PR #996, opened 2016-01-27
Fixes #10161 - Convert foreman-installer config to scenario

mbacovsky:
- updated dependency constraint on Kafo
- updated scenario paths

### DIFF
--- a/foreman-installer/foreman-installer.spec
+++ b/foreman-installer/foreman-installer.spec
@@ -17,7 +17,7 @@ BuildArch:  noarch
 
 Requires:   curl
 Requires:   %{?scl_prefix}puppet >= 3.0.0
-Requires:   %{?scl_prefix}rubygem-kafo >= 0.6.5
+Requires:   %{?scl_prefix}rubygem-kafo >= 0.7.1
 Requires:   %{?scl_prefix}rubygem-apipie-bindings >= 0.0.6
 Requires:   foreman-selinux
 
@@ -31,7 +31,7 @@ Requires:   %{?scl_prefix}rubygem-highline
 BuildRequires: asciidoc
 BuildRequires: rubygem(rake)
 BuildRequires: %{?scl_prefix}puppet >= 3.0.0
-BuildRequires: %{?scl_prefix}rubygem-kafo
+BuildRequires: %{?scl_prefix}rubygem-kafo >= 0.7.1
 
 %description
 Complete installer for The Foreman life-cycle management system based on Puppet.
@@ -58,11 +58,16 @@ rake install \
   SYSCONFDIR=%{buildroot}%{_sysconfdir} \
   --trace
 
+%post
+foreman-installer --scenario foreman --migrations-only > /dev/null
+
 %files
 %defattr(-,root,root,-)
 %doc README.* LICENSE
-%config %attr(600, root, root) %{_sysconfdir}/foreman/%{name}.yaml
-%config(noreplace) %attr(600, root, root) %{_sysconfdir}/foreman/%{name}-answers.yaml
+%dir %{_sysconfdir}/foreman-installer
+%dir %{_sysconfdir}/foreman-installer/scenarios.d
+%config %attr(600, root, root) %{_sysconfdir}/foreman-installer/scenarios.d/foreman.yaml
+%config(noreplace) %attr(600, root, root) %{_sysconfdir}/foreman-installer/scenarios.d/foreman-answers.yaml
 %{_sbindir}/foreman-installer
◇ ◇ ◇ ◇ ◇ ◇ ◇
:: TASK ITEM ::
Whenever the string "noreplace" shows up in a line of the entries, copy that line.

:: EXERCISE RESULT ::
-%config(noreplace) %attr(600, root, root) %{_sysconfdir}/foreman/%{name}-answers.yaml
+%config(noreplace) %attr(600, root, root) %{_sysconfdir}/foreman-installer/scenarios.d/foreman-answers.yaml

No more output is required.